Aim of the exercise> Should any entry seem unclear, still set it down exactly as given, along with all the others.

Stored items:
PR #22, opened 2017-02-23
RAP-1654 Add Managed Timer Factories

bencampbell-wf:
### Description

There are instances where timers are used within a disposable context. These timers can live beyond a call to `dispose` and will execute it's callback function against a disposed object.

### Changes

Two factory methods are added to provide consumers with a way to create Timers that will be cancelled on disposal. An internal implementation of `Timer` is provided which provides `Future` that completes when either the callback of a non-periodic timer is finished or if any type of timer is cancelled. This ensures that any concluded timer is removed from the internal disposable collection.

### Semantic Versioning

- [ ] **Patch**
- [x] **Minor**
  - [x] This change deprecates a part of the public API
* [ ] Major

### Testing/QA

- [ ] CI passes
- [ ] Run analyzer in strong mode to confirm the only hints/lints are for deprecated interface.

### Code Review

@dustinlessard-wf
@evanweible-wf
@jayudey-wf
@maxwellpeterson-wf
@sebastianmalysa-wf
@trentgrover-wf


aviary-wf:
## Raven
Number of Findings: 0

dustinlessard-wf:
+1, solid

lib/disposable.dart
```diff
@@ -192,29 +215,46 @@ class Disposable implements _Disposable, DisposableManager {
...
+    _internalDisposables.add(disposable);
+
+    return timer;
+  }
+
+  /// Creates a periodic [Timer] that will be cancelled if active upon disposal.
+  @mustCallSuper
+  @override
+  Timer getManagedPeriodicTimer(Duration duration, void callback(Timer timer)) {
+    var timer = new Timer.periodic(duration, callback);
```
todbachman-wf: What will happen if the consumer cancels this timer?

bencampbell-wf: I thought the same thing. Cancelling a timer is idempotent so disposing a cancelled timer will have no effect. The only drawback is that we hold onto the the timer for the life of the Disposable object. I am going to implement `Timer` and add a lifecycle hook for when the timers complete or are cancelled.

bencampbell-wf:
Given this is a breaking change I can retarget the PR at a 2.0.0-wip. My only concern is that `w_module` is dependent on `^1.0.0` and it is non trivial to upgrade consumers of it.

todbachman-wf:
+1. 👏

lib/disposable.dart
```diff
@@ -37,6 +37,43 @@ class _InternalDisposable implements _Disposable {
...
+/// cancelled.
+class _ObservableTimer implements Timer {
+  Completer<Null> _didConclude = new Completer<Null>();
+  Timer _timer;
+
+  _ObservableTimer(Duration duration, void callback()) {
+    _timer = new Timer(duration, () {
+      callback();
+
+      if (!_didConclude.isCompleted) {
```
georgelesica-wf: Would we want to put the call to the callback in the guarded block as well? Presumably we would never want the callback to fire if the future has already completed. No?

lib/disposable.dart
```diff
@@ -192,29 +250,38 @@ class Disposable implements _Disposable, DisposableManager {
...
+  /// Creates a [Timer] instance that will be cancelled if active upon disposal.
+  @mustCallSuper
+  @override
+  Timer getManagedTimer(Duration duration, void callback()) {
+    var timer = new _ObservableTimer(duration, callback);
+    _addObservableTimerDisposable(timer);
+    return timer;
+  }
+
+  /// Creates a periodic [Timer] that will be cancelled if active upon disposal.
```
georgelesica-wf: You probably don't want doc strings here since they're on the `DisposableManager` abstract class, right?

test/unit/browser/invalidation_mixin_test.dart
```diff
@@ -36,9 +36,9 @@ void main() {
         expect(thing.invalid, isTrue);
 
         // ignore: unawaited_futures
-        onValidation.then(expectAsync((ValidationStatus status) {
+        onValidation.then(expectAsync1((ValidationStatus status) {
           expect(status, equals(ValidationStatus.cancelled));
-        }, count: 1));
```
georgelesica-wf: I like being explicit with the counts when the count is largely what is being tested, but if people don't like it then that's fine.

test/unit/stubs.dart
```diff
@@ -0,0 +1,112 @@
...
+
+import 'package:test/test.dart';
+import 'package:w_common/disposable.dart';
+
+import 'typedefs.dart';
+
+class DisposableThing extends Object with Disposable {
+  bool wasOnDisposeCalled = false;
+
+  void testManageDisposable(Disposable thing) {
```
georgelesica-wf: If you're feeling ambitious, these `test*` methods exist because the `manage*` methods used to be `@protected`, which is no longer the case. So you could remove them and update the tests.

test/unit/vm/disposable_test.dart
```diff
@@ -63,6 +26,60 @@ void main() {
...
+      });
+
+      test('should cancel timer if disposed before completion', () async {
+        expect(timer.isActive, isTrue);
+        await thing.dispose();
+        expect(await harness.didCancelTimer, isTrue);
+        expect(await harness.didCompleteTimer, isFalse);
+      });
+
+      test('disposing should have no effect on timer after it has completed',
```
georgelesica-wf: I didn't think periodic timers were supposed to conclude on their own...

test/unit/browser/invalidation_mixin_test.dart
bencampbell-wf: Ha. @todbachman-wf suggested in a previous PR that I remove redundant counts. I obliged.

lib/disposable.dart
bencampbell-wf: This guard is unnecessary in reality. The underlying `Timer` implementation would never call this function if it were cancelled.

test/unit/vm/disposable_test.dart
bencampbell-wf: I updated the test description to indicate that when a consumer cancels the timer a dispose has no effect.

lib/src/disposable/disposable_manager.dart
```diff
@@ -0,0 +1,73 @@
...
+}
+
+/// Managers for disposable members.
+///
+/// This interface allows consumers to exercise more control over how
+/// disposal is implemented for their classes.
+///
+/// When new management methods are to be added, they should be added
+/// here first, then implemented in [Disposable].
+abstract class DisposableManagerV2 implements DisposableManager {
```
evanweible-wf: I don't think you need to repeat the methods that are already defined in V1 (and not changed in V2)

test/unit/browser/invalidation_mixin_test.dart
```diff
@@ -49,12 +49,12 @@ void main() {
...
         // ignore: unawaited_futures
-        onValidation.then(expectAsync((ValidationStatus status) {
+        onValidation.then(expectAsync1((ValidationStatus status) {
           expect(status, equals(ValidationStatus.complete));
-        }, count: 1));
+        }));
 
         // ignore: STRONG_MODE_DOWN_CAST_COMPOSITE
-        thing.onValidate.listen(expectAsync((_) {}, count: 1));
+        thing.onValidate.listen(expectAsync1((_) {}));
```
evanweible-wf: are you able to get rid of the `// ignore: STRONG_MODE_DOWN_CAST_COMPOSITE` with this change?

bencampbell-wf: I am!

lib/src/disposable/disposable_manager.dart
bencampbell-wf: You are correct.  I have removed the overridden members.

georgelesica-wf:
+1

todbachman-wf:
+10

#### Testing Performed:
- [x] CI passes
- [x] Run analyzer in strong mode to confirm the only hints/lints are for deprecated interface.

todbachman-wf:
QA +1

- [x] Testing instruction
- [x] Dev +1's
  - N/A
- [x] All unit tests pass

@Workiva/release-management-p for merge into master

bencampbell-wf:
## Release Notes

Updates the `DisposableManagement` interface to provide two factory functions for obtaining timers that will be canceled upon disposal. Consumers should update any instances that implement the `DisposableManagement` interface to implement the 'DisposableManagementV2` interface.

Exercise output>
PR #22, opened 2017-02-23
RAP-1654 Add Managed Timer Factories

bencampbell-wf:
### Description

There are instances where timers are used within a disposable context. These timers can live beyond a call to `dispose` and will execute it's callback function against a disposed object.

### Changes

Two factory methods are added to provide consumers with a way to create Timers that will be cancelled on disposal. An internal implementation of `Timer` is provided which provides `Future` that completes when either the callback of a non-periodic timer is finished or if any type of timer is cancelled. This ensures that any concluded timer is removed from the internal disposable collection.

### Semantic Versioning

- [ ] **Patch**
- [x] **Minor**
  - [x] This change deprecates a part of the public API
* [ ] Major

### Testing/QA

- [ ] CI passes
- [ ] Run analyzer in strong mode to confirm the only hints/lints are for deprecated interface.

### Code Review

@dustinlessard-wf
@evanweible-wf
@jayudey-wf
@maxwellpeterson-wf
@sebastianmalysa-wf
@trentgrover-wf


aviary-wf:
## Raven
Number of Findings: 0

dustinlessard-wf:
+1, solid

lib/disposable.dart
```diff
@@ -192,29 +215,46 @@ class Disposable implements _Disposable, DisposableManager {
...
+    _internalDisposables.add(disposable);
+
+    return timer;
+  }
+
+  /// Creates a periodic [Timer] that will be cancelled if active upon disposal.
+  @mustCallSuper
+  @override
+  Timer getManagedPeriodicTimer(Duration duration, void callback(Timer timer)) {
+    var timer = new Timer.periodic(duration, callback);
```
todbachman-wf: What will happen if the consumer cancels this timer?

bencampbell-wf: I thought the same thing. Cancelling a timer is idempotent so disposing a cancelled timer will have no effect. The only drawback is that we hold onto the the timer for the life of the Disposable object. I am going to implement `Timer` and add a lifecycle hook for when the timers complete or are cancelled.

bencampbell-wf:
Given this is a breaking change I can retarget the PR at a 2.0.0-wip. My only concern is that `w_module` is dependent on `^1.0.0` and it is non trivial to upgrade consumers of it.

todbachman-wf:
+1. 👏

lib/disposable.dart
```diff
@@ -37,6 +37,43 @@ class _InternalDisposable implements _Disposable {
...
+/// cancelled.
+class _ObservableTimer implements Timer {
+  Completer<Null> _didConclude = new Completer<Null>();
+  Timer _timer;
+
+  _ObservableTimer(Duration duration, void callback()) {
+    _timer = new Timer(duration, () {
+      callback();
+
+      if (!_didConclude.isCompleted) {
```
georgelesica-wf: Would we want to put the call to the callback in the guarded block as well? Presumably we would never want the callback to fire if the future has already completed. No?

lib/disposable.dart
```diff
@@ -192,29 +250,38 @@ class Disposable implements _Disposable, DisposableManager {
...
+  /// Creates a [Timer] instance that will be cancelled if active upon disposal.
+  @mustCallSuper
+  @override
+  Timer getManagedTimer(Duration duration, void callback()) {
+    var timer = new _ObservableTimer(duration, callback);
+    _addObservableTimerDisposable(timer);
+    return timer;
+  }
+
+  /// Creates a periodic [Timer] that will be cancelled if active upon disposal.
```
georgelesica-wf: You probably don't want doc strings here since they're on the `DisposableManager` abstract class, right?

test/unit/browser/invalidation_mixin_test.dart
```diff
@@ -36,9 +36,9 @@ void main() {
         expect(thing.invalid, isTrue);
 
         // ignore: unawaited_futures
-        onValidation.then(expectAsync((ValidationStatus status) {
+        onValidation.then(expectAsync1((ValidationStatus status) {
           expect(status, equals(ValidationStatus.cancelled));
-        }, count: 1));
```
georgelesica-wf: I like being explicit with the counts when the count is largely what is being tested, but if people don't like it then that's fine.

test/unit/stubs.dart
```diff
@@ -0,0 +1,112 @@
...
+
+import 'package:test/test.dart';
+import 'package:w_common/disposable.dart';
+
+import 'typedefs.dart';
+
+class DisposableThing extends Object with Disposable {
+  bool wasOnDisposeCalled = false;
+
+  void testManageDisposable(Disposable thing) {
```
georgelesica-wf: If you're feeling ambitious, these `test*` methods exist because the `manage*` methods used to be `@protected`, which is no longer the case. So you could remove them and update the tests.

test/unit/vm/disposable_test.dart
```diff
@@ -63,6 +26,60 @@ void main() {
...
+      });
+
+      test('should cancel timer if disposed before completion', () async {
+        expect(timer.isActive, isTrue);
+        await thing.dispose();
+        expect(await harness.didCancelTimer, isTrue);
+        expect(await harness.didCompleteTimer, isFalse);
+      });
+
+      test('disposing should have no effect on timer after it has completed',
```
georgelesica-wf: I didn't think periodic timers were supposed to conclude on their own...

test/unit/browser/invalidation_mixin_test.dart
bencampbell-wf: Ha. @todbachman-wf suggested in a previous PR that I remove redundant counts. I obliged.

lib/disposable.dart
bencampbell-wf: This guard is unnecessary in reality. The underlying `Timer` implementation would never call this function if it were cancelled.

test/unit/vm/disposable_test.dart
bencampbell-wf: I updated the test description to indicate that when a consumer cancels the timer a dispose has no effect.

lib/src/disposable/disposable_manager.dart
```diff
@@ -0,0 +1,73 @@
...
+}
+
+/// Managers for disposable members.
+///
+/// This interface allows consumers to exercise more control over how
+/// disposal is implemented for their classes.
+///
+/// When new management methods are to be added, they should be added
+/// here first, then implemented in [Disposable].
+abstract class DisposableManagerV2 implements DisposableManager {
```
evanweible-wf: I don't think you need to repeat the methods that are already defined in V1 (and not changed in V2)

test/unit/browser/invalidation_mixin_test.dart
```diff
@@ -49,12 +49,12 @@ void main() {
...
         // ignore: unawaited_futures
-        onValidation.then(expectAsync((ValidationStatus status) {
+        onValidation.then(expectAsync1((ValidationStatus status) {
           expect(status, equals(ValidationStatus.complete));
-        }, count: 1));
+        }));
 
         // ignore: STRONG_MODE_DOWN_CAST_COMPOSITE
-        thing.onValidate.listen(expectAsync((_) {}, count: 1));
+        thing.onValidate.listen(expectAsync1((_) {}));
```
evanweible-wf: are you able to get rid of the `// ignore: STRONG_MODE_DOWN_CAST_COMPOSITE` with this change?

bencampbell-wf: I am!

lib/src/disposable/disposable_manager.dart
bencampbell-wf: You are correct.  I have removed the overridden members.

georgelesica-wf:
+1

todbachman-wf:
+10

#### Testing Performed:
- [x] CI passes
- [x] Run analyzer in strong mode to confirm the only hints/lints are for deprecated interface.

todbachman-wf:
QA +1

- [x] Testing instruction
- [x] Dev +1's
  - N/A
- [x] All unit tests pass

@Workiva/release-management-p for merge into master

bencampbell-wf:
## Release Notes

Updates the `DisposableManagement` interface to provide two factory functions for obtaining timers that will be canceled upon disposal. Consumers should update any instances that implement the `DisposableManagement` interface to implement the 'DisposableManagementV2` interface.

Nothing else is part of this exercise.